**Problem requirements:** Output only this range of the data below: the line that contains "to marshal targets" through the final line, both ends included, each retyped exactly.
------ Data for review
PR #197, opened 2026-07-08
Fix issues with new update upload feature

doanac:
This is a set of embarrassingly bad bugs I discovered while doing e2e testing against a proper FoundriesFactory and not builds I'd created by hand.

### DIFF
--- a/storage/api/api_storage_tuf.go
+++ b/storage/api/api_storage_tuf.go
@@ -56,6 +56,8 @@ func (s Storage) GenerateTufMeta(tufDir string, opts TargetOptions) error {
 	}
 	if opts.AppVersion != 0 {
 		tgtVer = opts.AppVersion
+	} else {
+		tgtVer++ // increment the target version when no override is provided
 	}
 
 	custom := generatedTargetCustom{
--- a/storage/api/api_storage_tuf.go
+++ b/storage/api/api_storage_tuf.go
@@ -4,10 +4,13 @@
 package api
 
 import (
+	"crypto/sha256"
 	"encoding/hex"
 	"encoding/json"
 	"fmt"
 	"time"
+
+	"github.com/secure-systems-lab/go-securesystemslib/cjson"
 
 	"github.com/foundriesio/update-server/clock"
 	"github.com/foundriesio/update-server/context"
@@ -104,11 +107,16 @@ func (s Storage) GenerateTufMeta(tufDir string, opts TargetOptions) error {
 		},
 	}
 
-	targetsMeta, err := s.fs.Tuf.Sign(tuf.RoleTargets, targets.Signed)
+	targetsSig, err := s.fs.Tuf.Sign(tuf.RoleTargets, targets.Signed)
 	if err != nil {
 		return fmt.Errorf("unable to sign targets metadata: %w", err)
 	}
-	targets.Signatures = []tuf.Signature{targetsMeta.Signature}
+	targets.Signatures = []tuf.Signature{targetsSig}
+
+	targetsBytes, targetsMeta, err := marshallMeta(targets, targets.Signed.Version)
+	if err != nil {
+		return fmt.Errorf("unable to marshal targets metadata: %w", err)
+	}
 
 	ss := tuf.AtsTufSnapshot{
 		Signed: tuf.SnapshotMeta{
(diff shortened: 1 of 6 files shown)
------------
**Output for this exercise:**
+		return fmt.Errorf("unable to marshal targets metadata: %w", err)
+	}
 
 	ss := tuf.AtsTufSnapshot{
 		Signed: tuf.SnapshotMeta{
(diff shortened: 1 of 6 files shown)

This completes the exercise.